(Beginning of RECORDS SHOWN)

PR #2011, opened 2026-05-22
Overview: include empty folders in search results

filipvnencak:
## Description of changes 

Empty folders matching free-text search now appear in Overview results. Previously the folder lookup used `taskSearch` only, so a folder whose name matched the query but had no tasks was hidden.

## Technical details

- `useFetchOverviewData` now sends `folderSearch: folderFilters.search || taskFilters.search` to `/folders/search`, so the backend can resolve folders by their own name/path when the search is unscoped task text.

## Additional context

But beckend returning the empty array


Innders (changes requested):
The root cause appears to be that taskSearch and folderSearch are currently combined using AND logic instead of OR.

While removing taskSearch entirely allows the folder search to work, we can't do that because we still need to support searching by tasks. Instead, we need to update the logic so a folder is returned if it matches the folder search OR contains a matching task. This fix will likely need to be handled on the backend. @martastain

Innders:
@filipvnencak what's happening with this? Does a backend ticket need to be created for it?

(End of RECORDS SHOWN)

_ASSIGNED TASK_: Only lines that contain "taskSearch" are needed, so copy each of them from the data.

_EXERCISE ANSWER_:
Empty folders matching free-text search now appear in Overview results. Previously the folder lookup used `taskSearch` only, so a folder whose name matched the query but had no tasks was hidden.
The root cause appears to be that taskSearch and folderSearch are currently combined using AND logic instead of OR.
While removing taskSearch entirely allows the folder search to work, we can't do that because we still need to support searching by tasks. Instead, we need to update the logic so a folder is returned if it matches the folder search OR contains a matching task. This fix will likely need to be handled on the backend. @martastain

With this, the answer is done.